While industry reports are especially useful for boutique investment banks that are industry generalists, there are benefits for large investment banks as well. Today, banks are highly diverse in their operations and many of the largest ones have extensive commercial banking arms to go along with their investment banking divisions. Industry research reports can be a significant asset to commercial banks in assessing credit quality. However, by using industry research reports in their investment banking divisions as well, banks can create stronger ties throughout their operations, while also developing consistency in vetting opportunities in their investment banking, trading and commercial banking operations. Furthermore, when investment banks need to present a variety of opportunities to clients, they can substantiate their claims with a single source, making prospects easier to compare.
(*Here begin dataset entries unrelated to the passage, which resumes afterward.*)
PR #103, opened 2019-07-09
Add Support for Field Permissions

### LINKED ISSUE #37: Support for field permissions & visibility
Would be nice to have a simple way to require permission for specific fields and also hide them from the schema (visibility).

Permission example (borrowed from DRF)

```py
import strawberry

    def has_permission(self, info) -> bool:
        return False


@strawberry.type
class User:
    name: str
    age: int


@strawberry.type
class Query:
    @strawberry.field(permission_classes=[IsAuthenticated])
    def me(self, info) -> Optional[User]:
```

Visibility example, what this should do is to completely hide the field from the schema if the client is not able to see it (so not even shown when doing introspection).

```py
import strawberry

class IsAdminClient(BasePermission):
    def has_permission(self, info) -> bool:
        return False


@strawberry.type
class User:
    name: str
    age: int


@strawberry.type
class Query:
    @strawberry.field(visiblity_classes=[IsAdminClient])
    def me(self, info) -> Optional[User]:
```

johnchuks:
This PR adds support for creating permission classes in strawberry. It takes inspiration from DRF's `BasePermission` and `permission_classes`

Fixes #37

### DIFF
--- a/strawberry/field.py
+++ b/strawberry/field.py
@@ -48,7 +48,7 @@ class LazyFieldWrapper:
         self.field_name = name
         self.field_resolver = resolver
         self.field_description = description
-        self.permission_classes = permission_classes
+        self.permission_classes = permission_classes or []
 
         if callable(self._wrapped_obj):
             self._check_has_annotations(self._wrapped_obj)
@@ -92,23 +92,17 @@ class LazyFieldWrapper:
         Gets all permissions defined in the permission classes
         >>> strawberry.field(permission_classes=[IsAuthenticated])
         """
-        if self.permission_classes:
-            return [permission() for permission in self.permission_classes]
+        return (permission() for permission in self.permission_classes)
 
     def _check_permissions(self, info):
         """
         Checks if the permission should be accepted and
         raises an exception if not
         """
-        if not self._get_permissions():
-            return
         for permission in self._get_permissions():
             if not permission.has_permission(info):
                 message = getattr(permission, "message", None)
-                return self.permission_denied(message=message)
-
-    def permission_denied(self, message=None):
-        raise PermissionError(message)
+                raise PermissionError(message)
 
     @lazy_property
     def field(self):
@@ -268,6 +262,8 @@ def _get_field(
         if is_subscription:
 
             def _resolve(event, info):
+                if check_permission:
+                    check_permission(info)
                 return event
 
             field_params.update({"subscribe": resolver, "resolve": _resolve})
--- a/strawberry/field.py
+++ b/strawberry/field.py
@@ -86,7 +86,7 @@ class LazyFieldWrapper:
 
     def __call__(self, *args, **kwargs):
         return self._wrapped_obj(self, *args, **kwargs)
-    
+
     def _get_permissions(self):
         """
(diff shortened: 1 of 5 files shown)


strawberry/field.py
```diff
@@ -40,13 +40,15 @@ def __init__(
...
         description=None,
+        permission_classes=None
     ):
         self._wrapped_obj = obj
         self.is_subscription = is_subscription
         self.is_input = is_input
         self.field_name = name
         self.field_resolver = resolver
         self.field_description = description
+        self.permission_classes = permission_classes
```
patrick91:
```suggestion
        self.permission_classes = permission_classes or []
```

if we default it to a list we can skip some ifs below :)

strawberry/field.py
```diff
@@ -85,6 +87,29 @@ def __getattr__(self, attr):
     def __call__(self, *args, **kwargs):
         return self._wrapped_obj(self, *args, **kwargs)
 
+    def _get_permissions(self):
+        """
+        Gets all permissions defined in the permission classes
+        >>> strawberry.field(permission_classes=[IsAuthenticated])
+        """
+        if self.permission_classes:
+            return [permission() for permission in self.permission_classes]
```
patrick91: if we default permission_classes to an empty list we can remove this if
and I'd suggest to change this to a generator so it is only evaluated when using it :)

```python
return (permission() for permission in self.permission_classes)
```

strawberry/field.py
```diff
@@ -85,6 +87,29 @@ def __getattr__(self, attr):
...
+
+    def _check_permissions(self, info):
+        """
+        Checks if the permission should be accepted and
+        raises an exception if not
+        """
+        if not self._get_permissions():
```
patrick91: same as above 😄

strawberry/field.py
```diff
@@ -85,6 +87,29 @@ def __getattr__(self, attr):
...
+            return
+        for permission in self._get_permissions():
+            if not permission.has_permission(info):
+                message = getattr(permission, "message", None)
+                return self.permission_denied(message=message)
```
patrick91: can we inline the raise instead of calling another method?

strawberry/field.py
```diff
@@ -220,8 +255,9 @@ def _get_field(
     }
 
     def resolver(source, info, **args):
+        if check_permission:
```
patrick91: 🎉  can we add this to the _resolve function below for the subscriptions? :)

strawberry/permission.py
```diff
@@ -0,0 +1,9 @@
+class BasePermission(object):
```
patrick91:
```suggestion
class BasePermission:
```

strawberry/field.py
johnchuks: Awesome! - that sounds like a good plan, it will be bring in the concept of `lazy` loading which beneficial to this scenario

strawberry/field.py
johnchuks: Alright will do

strawberry/field.py
johnchuks: Sure will do so as well.

PR #123, opened 2019-08-16
Add Django Support

### LINKED ISSUE #84: Add Django Support
I'd love to see strawberry support Django as a first class citizen via a contrib package. To start, it could be as simple as adding a Django view that exposes a GraphQL endpoint and the GraphQL Playground. From there, a lot of other neat features could be added, such as:

- Django authentication integration
- Out of the box subscription support using Django channels
- Automatic type generation from Django models
- Automatic CRUD query / mutation / subscription generation for Django models

Is this something that strawberry would be interested in supporting?

jaydenwindle:
This PR adds a basic Django view which exposes a strawberry schema for querying.

Fixes #84


.circleci/config.yml
```diff
@@ -14,7 +14,7 @@ jobs:
       - restore_cache:
           key: deps-{{ .Branch }}-{{ checksum "poetry.lock" }}
       - run:
-          command: poetry install
+          command: poetry install --extras=django
```
patrick91: TIL how to use extras with poetry :D

pyproject.toml
```diff
@@ -36,6 +38,10 @@ black = {version = "^19.3b0",allows-prereleases = true}
 isort = "^4.3"
 pytest-asyncio = "^0.10.0"
 pytest-cov = "^2.7"
+pytest-django = {version = "^3.5"}
+
+[tool.poetry.extras]
+django = ["django","pytest-django","asgiref"]
```
patrick91: pytest django is only installed when installing dev dependencies, right?

pytest.ini
```diff
@@ -1,3 +1,3 @@
 [pytest]
 addopts = -xs --emoji
-testpaths=tests/
\ No newline at end of file
+DJANGO_SETTINGS_MODULE=strawberry.contrib.django.tests.django_settings
```
patrick91: don't we still need testpaths?

strawberry/contrib/django/tests/test_views.py
```diff
@@ -0,0 +1,41 @@
...
+    hello: str = "strawberry"
+
+
+schema = strawberry.Schema(query=Query)
+
+
+def test_playground_view():
+    factory = RequestFactory()
+
+    request = factory.get("/graphql/", HTTP_ACCEPT="text/html")
```
patrick91: can we use django's reverse here?

strawberry/contrib/django/tests/test_views.py
```diff
@@ -0,0 +1,41 @@
...
+
+    response = GraphQLView.as_view(schema=schema)(request)
+    body = response.content.decode()
+
+    assert "GraphQL Playground" in body
+    assert f'endpoint: "{request.get_full_path()}"' in body
```
patrick91: ✨

strawberry/contrib/django/views.py
```diff
@@ -0,0 +1,70 @@
...
+        try:
+            query = data["query"]
+            variables = data.get("variables")
+            operation_name = data.get("operationName")
+        except KeyError:
+            return HttpResponseBadRequest("No GraphQL query found in the request")
+
+        context = {"request": request}
+
+        graphql_sync = async_to_sync(graphql)
```
patrick91: ohh, nice! this means that we can use async resolvers directly, right?

if so I think it might be worth adding a test for it :)

strawberry/contrib/django/views.py
```diff
@@ -0,0 +1,70 @@
...
+            query,
+            variable_values=variables,
+            context_value=context,
+            operation_name=operation_name,
+        )
+
+        response_data = {"data": result.data}
+
+        if result.errors:
+            print(result.errors)
```
patrick91: let's remove this print!

strawberry/contrib/django/views.py
```diff
@@ -0,0 +1,70 @@
...
+from graphql.error import format_error as format_graphql_error
+from graphql.type.schema import GraphQLSchema
+
+
+class GraphQLView(View):
+    schema = None
+
+    def __init__(self, schema=None):
+        assert schema, "You must pass in a schema to GraphQLView"
+        assert isinstance(
```
marcoacierno: I am not a big fan of using `assert` for this kind of validation because they can be disabled if python is run with `-O` but it might not matter much after all? What do you think?

marcoacierno:
Do you know if there is a way to specify which django version we support (maybe with a range? like from django 2.0 to 2.2) in poetry, so that if someone tries to install strawberry-django with the wrong version it fails?

Maybe we just need to update the dependency with a range?

```
django = {version = "^2.2",optional = true}
```

pyproject.toml
jaydenwindle: As far as I know, but I'm not entirely sure. I'm new to this whole poetry thing 😆

strawberry/contrib/django/tests/test_views.py
jaydenwindle: We could, but since we're passing the request object directly to the view instead of performing a request using the test client it doesn't really matter. The path could be any arbitrary string and the behavior of the test will be the same.

strawberry/contrib/django/tests/test_views.py
jaydenwindle: 😊

strawberry/contrib/django/views.py
jaydenwindle: I'm indifferent - will remove the assertions :)

strawberry/contrib/django/views.py
jaydenwindle: As far as I know, yes. Although this will block until the async resolver returns a value. Will add a test case :)

strawberry/contrib/django/views.py
jaydenwindle: 🤦‍♂

.circleci/config.yml
jaydenwindle: Haha same!

jaydenwindle:
@marcoacierno I think we can change the dependency to `django = {version = "^2.0",optional = true}`, which should allow users to install any version `>=2.0.0 <3.0.0` (if I'm reading the [docs](https://github.com/sdispater/poetry#caret-requirement) correctly).

patrick91:
@jaydenwindle sorry about the failure with the release check, going to rebase this now :)

PR #128, opened 2019-08-31
Fix Lists being marked as Optional

### LINKED ISSUE #127: Lists being marked as Optional
When defining a list the resulting schema marks the list as optional (or nullable in GraphQL terms) even if it wasn't wrapped in `typing.Optional`, we should fix that :)

sciyoshi:
Closes #127.


sciyoshi:
It seems like the new `RELEASE.md` check isn't working correctly, there's some error inside the GitHub action.

PR #2482, opened 2023-01-21
resolve_references for federation schema

hrbolek:
This patch proposal allows to speed up resolving of multiple entities (same type) for queries on federation member.

## Description

In federation schema is method `entities_resolver` which calls appropriate `resolve_reference` on federation types one by one.
Proposed code allows to extend federation type by method `resolve_references` (notice "s" - plural form),
which can serve as multiple ids resolver. In case when a database query is needed, this could speed up 
the resolving significantly, especially when large query goes thorough multiple federation members.

Implementation of  `resolve_references` is optionally, when it is missing, `resolve_reference` is used.
`resolve_reference` remains mandatory if it needs more attributes than `info` and `id` (or other unique identificator).

`resolve_references` must use the singular form of parameter (aka `id` not ~~`ids`~~) passing unique identificators.

Only the method `entities_resolver` in /strawberry/federation/schema.py has been changed. This implementation
take into account both sync and async possible definitions of `resolve_reference` and `resolve_references`.

## Types of Changes

- [ ] Core
- [ ] Bugfix
- [x] New feature
- [x] Documentation

## Checklist

### DIFF
--- a/RELEASE.md
+++ b/RELEASE.md
@@ -1,0 +1,11 @@
+Release type: patch
+
+For federation schema types has been added a posibility to implement `resolve_references` method.
+Such implementation can have `info` parameter and also a parameter which hols a list of unique identificators.
+Usually those identificators are ids primary keys. This parameter must have same name as it has in
+implementation of method `resolve_reference`.
+
+Such possibility allows to query for entities in database with one query. This can speed up response
+for large federation queries.
+
+`resolve_references` method is not mandatory, if it is not implemented, `resolve_reference` method is used.
--- a/RELEASE.md
+++ b/RELEASE.md
@@ -1,8 +1,8 @@
 Release type: patch
 
 For federation schema types has been added a posibility to implement `resolve_references` method.
-Such implementation can have `info` parameter and also a parameter which hols a list of unique identificators.
-Usually those identificators are ids primary keys. This parameter must have same name as it has in
+Such implementation can have `info` parameter and also a parameter which holds a list of unique identificators.
+Usually those identificators are ids (primary keys). This parameter must have same name as it has in
 implementation of method `resolve_reference`.
 
 Such possibility allows to query for entities in database with one query. This can speed up response
--- a/docs/guides/federation-v1.md
+++ b/docs/guides/federation-v1.md
@@ -154,13 +154,12 @@ the requested `id` and a fixed number of reviews.
 <Note>
 
 If the class implements `resolve_references` (focus on plural form), this can be used.
-The parameter ideeentifing entities is considered as a list of identificators. Such 
-implementation allows resolve multiple entities in a single call. This speeds up 
-resolving, especially if communication with a database server is needed as this can 
+The parameter ideeentifing entities is considered as a list of identificators. Such
+implementation allows resolve multiple entities in a single call. This speeds up
+resolving, especially if communication with a database server is needed as this can
 be done with single database query.
 
 </Note>
-
 
 If we were to add more fields to `Book` that were stored in a database, this
 would be where we could perform queries for these fields' values.
--- a/docs/guides/federation-v1.md
+++ b/docs/guides/federation-v1.md
@@ -151,6 +151,17 @@ by the books service. Recall that above we defined the `id` field as the `key`
 for the `Book` type. In this example we are creating an instance of `Book` with
 the requested `id` and a fixed number of reviews.
 
+<Note>
+
+If the class implements `resolve_references` (focus on plural form), this can be used.
+The parameter ideeentifing entities is considered as a list of identificators. Such 
+implementation allows resolve multiple entities in a single call. This speeds up 
+resolving, especially if communication with a database server is needed as this can 
+be done with single database query.
+
+</Note>
+
+
 If we were to add more fields to `Book` that were stored in a database, this
 would be where we could perform queries for these fields' values.
 
--- a/docs/guides/federation-v1.md
+++ b/docs/guides/federation-v1.md
@@ -153,8 +153,8 @@ the requested `id` and a fixed number of reviews.
 
 <Note>
 
-If the class implements `resolve_references` (focus on plural form), this can be used.
-The parameter ideeentifing entities is considered as a list of identificators. Such
+If the class implements `resolve_references` (focus on plural form), it can be used.
+The parameter identifying entities is considered as a list of identificators. Such
 implementation allows resolve multiple entities in a single call. This speeds up
 resolving, especially if communication with a database server is needed as this can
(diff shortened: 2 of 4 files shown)


botberry:



---

For federation schema types has been added a posibility to implement `resolve_references` method.
Such implementation can have `info` parameter and also a parameter which holds a list of unique identificators.
Usually those identificators are ids (primary keys). This parameter must have same name as it has in
implementation of method `resolve_reference`.

Such possibility allows to query for entities in database with one query. This can speed up response
for large federation queries.

`resolve_references` method is not mandatory, if it is not implemented, `resolve_reference` method is used.


---




Here's the tweet text: 
```
🆕 Release (next) is out! Thanks to hrbolek for the PR 👏

```

botberry:



---

For federation schema types has been added a posibility to implement `resolve_references` method.
Such implementation can have `info` parameter and also a parameter which holds a list of unique identificators.
Usually those identificators are ids (primary keys). This parameter must have same name as it has in
implementation of method `resolve_reference`.

Such possibility allows to query for entities in database with one query. This can speed up response
for large federation queries.

`resolve_references` method is not mandatory, if it is not implemented, `resolve_reference` method is used.


---




Here's the tweet text: 
```
🆕 Release (next) is out! Thanks to hrbolek for the PR 👏

```

patrick91:
Hi @hrbolek, thanks for taking time to submit this PR. I wonder if using data loaders will remove the need of this? I think that might be a more pragmatic approach. Was there any reason you didn't use dataloader for this? :)

hrbolek:
Hi,

Dataloaders can improve performance while resolving entities from their ids. 

However, even if dataloaders are used, the `resolve_reference` are called one by one and if entity must be taken from database, such call means one query to database. If the federated question is a bit larger, this means tens (usually SQL) queries to DB server.

Moreover, if lifespan of cache is short and Dataloaders are not implemented well (Redis can really help there), the communication with DB grows.

The proposed implementation looks like and overkill for those who do not need large queries spreading over multiplte federation members. At start I had idea to implement extra class with overided `entities_resolver` (in class `strawberry.federation.Schema`) and I am using this in my projects, but I propose to implement it for all cases.

patrick91:
> Hi,
> 
> Dataloaders can improve performance while resolving entities from their ids.
> 
> However, even if dataloaders are used, the `resolve_reference` are called one by one and if entity must be taken from database, such call means one query to database per single call. If a federated question is a bit larger, this means tens (usually SQL) queries to DB server.
If this is the case, then there's a bug, dataloaders are meant to be used to reduce the db calls :)


> Moreover, if lifespan of cache is short and Dataloaders are not implemented well (Redis can really help there), the communication with DB grows.
Isn't this the same with using `resolve_references`? :) 

> The proposed implementation looks like an overkill for those who do not need large queries spreading over multiplte federation members. At start I had idea to implement extra class with overided `entities_resolver` (in class `strawberry.federation.Schema`) as I am using this in my projects, but I propose to implement it for all cases.

sorry if it looks like I'm pushing but I want to understand why existing solution don't work 😊

hrbolek:
> > Hi,
> > Dataloaders can improve performance while resolving entities from their ids.
> > However, even if dataloaders are used, the `resolve_reference` are called one by one and if entity must be taken from database, such call means one query to database per single call. If a federated question is a bit larger, this means tens (usually SQL) queries to DB server.
> 
> If this is the case, then there's a bug, dataloaders are meant to be used to reduce the db calls :)
> 
> > Moreover, if lifespan of cache is short and Dataloaders are not implemented well (Redis can really help there), the communication with DB grows.
> 
> Isn't this the same with using `resolve_references`? :)
> 
I have a project, where are many federation members (strawberry based applications). To describe my findings I reduce this to two federation members. 

The master query goes to federation member B to get "master" entities (in my case `Events`). This particular request retrieves entities from database with single query. But request (incoming GraphQL query) define to get for each event a participants (`Users`) and some their attributes. As the responsible federation member for this entity (`User`) is federation member A, the subqueries are going there. Apollo federation transforms this into single query which goes to Federation member A. Federation member A must firstly reconstruct entities (`Users`) to get their attributes. And there goes in play `resolve_reference`. Unfortunately in this case a single entity (all `Users`) are resolved one by one by individual calls of `resolve_reference` method of `User` class. 

The subquery (synthetized by apollo) looks like

```
 query ($representations: [_Any!]!) {
      _entities(representations: $representations) {
          ... on User {
              email
              name
              surname
          }
      }
  }
```

As I know this subquery goes to `strawberry.federation.Schema`, method `entities_resolver`. This method creates entities (`Users`) but for each initialization it uses single call of `resolve_reference` (`User` class method). If the needed entites are not cached, what depends on cache strategy (and its implementation), we need many db queries. For, let say, 15 participants at avarage for 20 events, this could end up to 300 db queries (I suppose that all participants are unique).

I have tried to solve this with Dataloaders, but Dataloader is called as many times as apollo has asked. I am pretty sure that this is related only to GQL federation.

My proposal allows to gather all those repeated single calls into one call of `response_references` if it is implemented in appropriate type (in `User` class for this example).

As I noticed, the subquery (synthetized by apollo) can contain multiple asks for representations related to single primary key value. Apollo can ask multiple times for single user in one query. This is just my fininding which has no impact on proposal motivation.

> > The proposed implementation looks like an overkill for those who do not need large queries spreading over multiplte federation members. At start I had idea to implement extra class with overided `entities_resolver` (in class `strawberry.federation.Schema`) as I am using this in my projects, but I propose to implement it for all cases.
> 
> sorry if it looks like I'm pushing but I want to understand why existing solution don't work 😊

It is ok, I understand this need.

patrick91:
@hrbolek are you able to find a minimal reproduction for the dataloaders not working, I just did a demo and it works for me:

CleanShot 2023-01-24 at 11 02 01


code here: https://github.com/patrick91/strawberry-dataloader-federation/blob/main/api/schema.py#L11-L27

hrbolek:
Thanks for your code, I have spent several hours to recall or find the experiments I have done. I cannot find the experiment, which has confused me that function wrapped by dataloader is called multiple times. The only thing I have found is experiment in Jupyter environment. This experiment has different behaviour as I found now.
I am really sorry for forcing you to reinvent the wheel :).

patrick91:
@hrbolek so the code has a different behaviour when running under jupyter?
Can you share some code for that? if that's the case? Feel free to open a new issue, or join our [discord](https://strawberry.rocks/discord)

Also thanks for the PR! I think I'll close it for now since dataloaders should work. Feel free to request a sticker here: https://forms.gle/dmnfQUPoY5gZbVT67 if you want one 😊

Following the recession, investment banks have been forced to operate in more regulated space with fewer resources. Consequently, many banks have been downsizing their operations by outsourcing preliminary research. IBISWorld’s reports offer investment bankers a timely and accurate picture of industry performance and landscape (Figure 4) that they can use as a foundation for financial models and trend analysis. Furthermore, all of IBISWorld’s reports come in standardized formats and are frequently updated to provide investment banking professionals with consistent and easy-to-find information instantly. All of these factors help investment banks increase efficiency while cutting costs.